Archibald Menzies described the species in 1792 after finding it near today's Port Angeles, Washington.

==Distribution and habitat==
The species can be found from Alaska, through British Columbia, to northwestern California. It grows in temperate coniferous forest, primarily in the Cascade Range and the Pacific Coast Ranges.

The tree can grow in a variety of maritime conditions, its rootstock tolerating wet soils (including saltwater estuaries), poorly drained areas and heavy clay soils. It can be found in high-rainfall regions.

==Ecology==
It can be found growing along with red alder, bigleaf maple, willows, and cascara. Animals including grouse and bears eat the fruit.

==Uses==
The oblong fruit can be eaten, but has a sour flavor. The fruit can also be used for extraction of pectin, useful in helping make jams and jellies from other fruits, and is also made into jams and jellies itself.

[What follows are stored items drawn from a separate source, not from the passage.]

PR #240, opened 2021-07-24
Clarify some minor details about attachments.

dhh1128:


dhh1128:
Most of the changes here are simple and uncontroversial; they simply clarify something that I believe is already consensus tribal knowledge. However, there is one change that should be discussed: I am proposing that we remove `jwe`. The reason is that `jwe` is redundant. We can already attach a JWE to a message just by putting it in the `data.base64` field. (Are we using the `jwe` field to optimize away the base64-re-encoding a JWM from a deeper layer of the routing "onion"? If so, we could do that in the `json` field; we still don't need `jwe` for it.)

We could say that we have `jws`, so we need `jwe`. But this would be a false parallel. The `jws` field is in detached mode (is it not?). So it doesn't provide data; it provides only the signature over the data.

docs/spec-files/general_messaging_constructs.md
```diff
@@ -24,19 +24,18 @@ Attachments are contained within a list in the `attachments` header.
...
+- `id`: [optional but recommended] Identifies attached content within the scope of a given message, so it can be referenced. For example, in a message documenting items for sale on an auction website, there might be a field named `front_view` that contains the value `#attachment1`; this would reference an attachment to the message with `id` equal to `attachment1`. Recommended on appended attachment descriptors. If omitted, then there is no way to refer to the attachment later in the thread, in error messages, and so forth. Because `id` is used to compose URIs, this value should be brief and MUST consist entirely of [unreserved URI characters](https://datatracker.ietf.org/doc/html/rfc3986/#section-2.3) – meaning that it is not necessary to [percent encode](https://en.wikipedia.org/wiki/Percent-encoding) the value to incorporate it in a URI.
```
kdenhartog, line 27:
```suggestion
- `id`: [recommended] Identifies attached content within the scope of a given message, so it can be referenced. For example, in a message documenting items for sale on an auction website, there might be a field named `front_view` that contains the value `#attachment1`; this would reference an attachment to the message with `id` equal to `attachment1`. Recommended on appended attachment descriptors. If omitted, then there is no way to refer to the attachment later in the thread, in error messages, and so forth. Because `id` is used to compose URIs, this value should be brief and MUST consist entirely of [unreserved URI characters](https://datatracker.ietf.org/doc/html/rfc3986/#section-2.3) – meaning that it is not necessary to [percent encode](https://en.wikipedia.org/wiki/Percent-encoding) the value to incorporate it in a URI.
```

Would it make sense to use urn:didcommv2:id:<message-thread-id>#<attachmentId> so that we can reference attachments across messages? Id prefer to default to using just #<attachmentId> for simplicity, but thinking this would be beneficial in some optimization cases.

docs/spec-files/general_messaging_constructs.md
```diff
@@ -24,19 +24,18 @@ Attachments are contained within a list in the `attachments` header.
...
-- `data`: A JSON object that gives access to the actual content of the attachment. Contains the following subfields:
-  - `jws`: [optional] A JSON Web Signature over the content of the attachment.
+- `data`: A JSON object that gives access to the actual content of the attachment. Contains enough of the following subfields to allow access to the data:
+  - `jws`: [optional] A [JWS](https://tools.ietf.org/html/rfc7515) in [detached dontent mode](https://tools.ietf.org/html/rfc7515#appendix-F), where the `payload` field of the JWS maps to `base64` or to something fetchable via `links`. This allows attachments to be signed. The signature need not come from the author of the message.
   - `hash`: [optional] The hash of the content encoded in multi-hash format. Used as an integrity check for the attachment, and MUST be used if the data is referenced via the `links` data attribute. 
   - `links`: [optional] A list of zero or more locations at which the content may be fetched.
-  - `base64`: [optional]Base64-encoded data, when representing arbitrary content inline instead of via `links`.
-  - `jwe`: Already encrypted data in the form of a JWE.
```
kdenhartog, line 39: Would we need this for when we're sending a JWE JSON message?

docs/spec-files/general_messaging_constructs.md
brianorwhatever: yes always fully qualified

docs/spec-files/general_messaging_constructs.md
brianorwhatever: ie. forward protocol I believe uses this?

it is just json though.. which begs the question why have all of these keys at all. why not just have 3? `id`, `type`, `base64`

docs/spec-files/general_messaging_constructs.md
dhh1128: There is a whole proposal about DIDComm message hyperlinking. I tried to put it in the DIDComm spec but was told to take it out as unnecessary. But the requirements as written are intended to support linking across messages. You don't need to make the references fully qualified *inside* a message (this isn't JSON-LD where we are trying to canonicalize and sign); you just need to know how to convert a relative reference to absolute.

docs/spec-files/general_messaging_constructs.md
dhh1128: I actually proposed just `base64`, but was outvoted. I still like that.

I *could* make one argument for `json`: it prevents an extra 33% bloat. If I put a JWE into `base64`, I have to base64 a bunch of stuff that's already base64'ed internally, so the bloat is worse. Having `json` lets me skip this.

But I can't really see *any* justification for both `json` and `jwe`. JWE is just JSON -- and we can already tell them apart using `media-type`.

docs/spec-files/general_messaging_constructs.md
brianorwhatever: I prefer not to do the conversion so as long as I can use fully qualified which I assume is still valid I am fine with relative.

docs/spec-files/general_messaging_constructs.md
kdenhartog: I too wonder what the need for the property to describe it inside data is for. Now that we have the mime-type I wonder if it's useful for us to just put all the data as the value in the "data" property and make the value polymorphic (e.g. could be a JSON array, string, number, object)

TelegramSam: @kdenhartog I'd expect pushback on having a value be of a variable type for those using inflexible serialization engines.

TelegramSam:
I like these simplificaitons.

TelegramSam (approved):

awoie:
As per WG meeting from August 2nd, merging this PR.

PR #244, opened 2021-07-30
CBOR commentary

### LINKED ISSUE #207: Should we flip to CBOR?
Before we ever began the DIDComm v2 effort, I had a conversation with @tplooker about the advisability of basing DIDComm on something binary instead of on JSON. I told him then that I thought we could go full-on binary if we did it from the inception of the v2 effort, but that changing to binary once we were well underway would be too painful. So my advice then was to either propose CBOR immediately, or leave it alone.

(History: the *very first* ancestor of modern DIDComm, called A2A in the what was then the Hyperledger Indy community, was implemented with binary serialization using MsgPack. We had an IIW meeting soon after that where we talked about message formats, and I came to a session called by Sam C where the question of these formats was debated a bit. I was passionately in favor of binary over JSON because we already had something working, and I didn't want to have to change it. But I got voted down, and we became very JSON-oriented for all of DIDComm v1 -- and then, by inheritance, DIDComm v2.)

I've been content to let this decision ride, but today I had an interesting conversation with some advocates of KERI that left me feeling really discouraged about the semantic and architectural overhead we're incurring, constantly, by being JSON-centric. (This isn't a comment about KERI, particularly -- and the KERI proponents I was talking to weren't dissing JSON, they were defending it. But their defense left me squirming. The impedance mismatch between JSON and communication features rears its head periodically in lots of contexts. It just happened to be a KERI conversation where my discomfort came to a head today.)

Now, I know that it is very late in the DIDcomm v2 lifecycle to be asking this question, and that I am contradicting my own earlier advice to even ask the question again. But what I'm proposing to do in this issue is to document for posterity (in this issue's comment stream) why we chose to base DIDComm v2 on JSON instead of CBOR. Then, if we are content with the outcome, I'll be content as well -- and we'll lay this issue to rest forever, with a citable public conversation about why. If, on the other hand, others begin to squirm in the same way I did, we could debate whether we want to change our minds.

TelegramSam:
Fixes #207 

### DIFF
--- a/docs/spec-files/future_proofing.md
+++ b/docs/spec-files/future_proofing.md
@@ -18,6 +18,8 @@ Each DIDComm extension is described in a specification of its own. Software that
 
 DIDComm Messages are JSON encoded (based on the JOSE family of specs) at the encryption, signature, and content level. Future encodings might introduce binary serializations. Each innovation like this MUST specify a deterministic and reliable method for indicating the alternative encoding used.
 
+At multiple points in the creation of this spec the community discussed switching to CBOR as a primary encoding format to replace JSON. Two reasons prevented that switch: The maturity of the JSON related standards as compared to CBOR related standards, and the cost of switching so late in spec development.
+
 ### Beyond Messaging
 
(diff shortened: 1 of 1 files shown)


kdenhartog (approved):

dhh1128 (approved):

awoie:
As per WG meeting from August 2nd, merging this PR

The bark can be used as an herbal medicine. It is also grown in parks and gardens as an ornamental plant.

Pacific crabapple fruits were prized by indigenous peoples of the Pacific Northwest as a food source, and were gathered all along the coast. As a traditional medicinal plant, infusions of the bark and/or fruit were used, including for stomach disorders, skin and eye infections, and as an analgesic.

The tree was also valued for its tough, resilient wood, used for making implements, and for its bark, used for a wide range of medicinal purposes.